CHICAGO, Oct. 24 (UPI) -- A second debt for third-party presidential candidates is in the works for Oct. 30 in Washington, organizers say.
The Free and Equal Elections Foundation said registered viewers from the first debate will select two candidates to take part in the second event, The Washington Post reported Wednesday.
Tuesday night's first debate in Chicago, carried on Ora TV's You Tube channel, featured Rocky Anderson of the Justice Party, Virgil Goode of the Constitution Party, Libertarian Gary Johnson and Jill Stein of the Green Party.
Former CNN host Larry King was the moderator, but it wasn't known who will serve in that role for the second debate, the Post said. It is to be streamed at www.freeandequal.org/live and through other, yet-to-be-announced media outlets.
In the first debate, Anderson, Johnson and Stein expressed support for legalizing marijuana to varying degrees, the Post said. Goode opposed it.
The New York Times reported Johnson noted he had smoked marijuana and drank alcohol in the past but no longer uses either. "The drug problem is prohibition-related, not use-related," he said.
Stein said "the most serious health impact from marijuana is the illegal drug trade," the Times said, while Anderson said drug offenders not convicted of another crime don't belong in prison.
Goode said he would leave it to states to decide and would cut federal funding drug enforcement for economic reasons.
The Times said all four agreed U.S. military spending should be cut.
Anderson called the National Defense Authorization Act, which allows indefinite military detention without charges being brought, "the very definition of tyranny." The Times said the other candidates didn't argue his point.

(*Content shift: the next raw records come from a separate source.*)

Issue #709, opened 2023-09-08
batchRouting: trRouting is sometimes left in defunct state


tahini:
I've seen it locally once or twice and it happens on the server too, trRouting remains defunct, so all batch queries after have errors becuse trRouting cannot be started as it is considered as still running but it doesn't answer...

No idea why, the trRouting's last logs don't show anything. And so much happened on the server that logs from that moment are lost.

greenscientist:
Cannot be started from the Transition perspective or because the socket cannot be bind to?

greenscientist:
One "short term" solution would be to check the state of the process pointed by the PID file and wipe the file if the process is defunct. That should allow for a restart.

greenscientist:
Might be related to issues like https://github.com/chairemobilite/trRouting/issues/255

greenscientist:
Yes, that's what I meant. The defunct state is probably cause by some race condition during a crash or something like that.

greenscientist:
Log potentiellement du process defunct
[trRouting.log](https://github.com/chairemobilite/transition/files/15041370/trRouting.log)

tahini:
À noter aussi le flux haut niveau de ce qui a été fait sur Transition au moment où cette situation s'est produite:

```
1. Supprimé la tâche en cours
2. Annulé la même tâche en cours en me disant que j'aurais peut-être dû faire ça en premier avant de la supprimer
3. Supprimé des [lignes]
4. Mis à jour le cache
5. Démarré un nouveau calcul multiple
```

greenscientist:
Y'a peut-etre quelque chose dans la séquence suppression/annulation qui mêler Node.js et qui l'empeche d'acknowledger son child

greenscientist:
A thought: when we cancel a batch calculation we need to kill the running trRouting. But maybe we have some request still in flight. We might need to first stop the calculation, maybe sure we terminate all in flight request before we go and kill trRouting. If we kill trRouting first, maybe we leave some socket in a weird state. (Should not happen, but we never know)

greenscientist:
I think that the p-queue.clear() on cancellation is too  agressive in TrRoutingBatch:
                    if (this.options.isCancelled()) {
                        promiseQueue.clear();
                    }
This will immediately empty the queue, then the await onIdle will return. Some pending query might still be pending, we might then kill trRouting before those queries are done.

greenscientist:
ok, I don't see anything that we could do with the p-queue directly. 
[...]

PR #1092, opened 2024-11-07
batchRoute: Better handle job cancellation and deletion

tahini:
fixes #710

* Cancelled jobs sometimes were not really cancelled if a checkpoint was set after the job status was set to cancelled in the main thread, but before the automatic task refresh every 5 seconds, so we refresh the task before updating it in the checkpoint update.
* Also, refreshing and saving the job would throw an error if the job is deleted from the DB and would kill the running thread, which would cause the trRouting process to be left defunct. So we add a catch when refreshing/updating the job and stopping the trRouting process is done in the finally block, to make sure it is always stopped, even in case of an exception.

### DIFF
--- a/packages/transition-backend/src/services/transitRouting/TrRoutingBatch.ts
+++ b/packages/transition-backend/src/services/transitRouting/TrRoutingBatch.ts
@@ -195,12 +195,9 @@ class TrRoutingBatch {
             checkpointTracker.completed();
 
             this.options.progressEmitter.emit('progress', { name: 'BatchRouting', progress: 1.0 });
-            this.options.progressEmitter.emit('progress', { name: 'StoppingRoutingParallelServers', progress: 0.0 });
 
-            const stopStatus = await TrRoutingProcessManager.stopBatch();
-
-            this.options.progressEmitter.emit('progress', { name: 'StoppingRoutingParallelServers', progress: 1.0 });
-            console.log('trRouting multiple stopStatus', stopStatus);
+            // FIXME Should we return here if the job is cancelled? Or we still
+            // generate the results that have been calculated since now?
 
             // Generate the output files
             this.options.progressEmitter.emit('progress', { name: 'GeneratingBatchRoutingResults', progress: 0.0 });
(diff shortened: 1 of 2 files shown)


greenscientist:
@tahini , I think you refered to the wrong issue here, 710 is a PR.

packages/transition-backend/src/services/transitRouting/TrRoutingBatch.ts
```diff
@@ -195,12 +195,9 @@ class TrRoutingBatch {
             checkpointTracker.completed();
 
             this.options.progressEmitter.emit('progress', { name: 'BatchRouting', progress: 1.0 });
-            this.options.progressEmitter.emit('progress', { name: 'StoppingRoutingParallelServers', progress: 0.0 });
-
-            const stopStatus = await TrRoutingProcessManager.stopBatch();
 
-            this.options.progressEmitter.emit('progress', { name: 'StoppingRoutingParallelServers', progress: 1.0 });
-            console.log('trRouting multiple stopStatus', stopStatus);
+            // FIXME Should we return here if the job is cancelled? Or we still
```
greenscientist, line 199: Do you have an issue to track this? That seems important to get an answer to that

packages/transition-backend/src/tasks/TransitionWorkerPool.ts
```diff
@@ -65,7 +71,7 @@ const getTaskCancelledFct = (task: ExecutableJob<JobDataType>) => {
                     clearInterval(intervalObj);
                 }
             })
-            .catch(() => (refreshError = true));
+            .catch(() => (refreshError = true)); // This will catch deleted jobs
```
greenscientist, line 74: Just checking, you added the same comment as before without changing the code. This is accurate and not just a bad copy/paste ?

greenscientist (approved):
Sounds good. 
Just check my notes about the comments.

tahini:
> @tahini , I think you refered to the wrong issue here, 710 is a PR.

It's #709... how could I mix 709 and 710?

packages/transition-backend/src/tasks/TransitionWorkerPool.ts
tahini: It's accurate, it adds an explanation of which kind of use case would be caught here.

Goode said the United States "should stop trying to be the overseer of the world," and Johnson said he would cut defense spending by 43 percent and Stein said she would outlaw drone strikes.
Stein proposed free college for everyone, but Johnson said he'd do away with federal college loans.
Goode said the United States should stop issuing green cards until the jobless rate falls below 5 percent.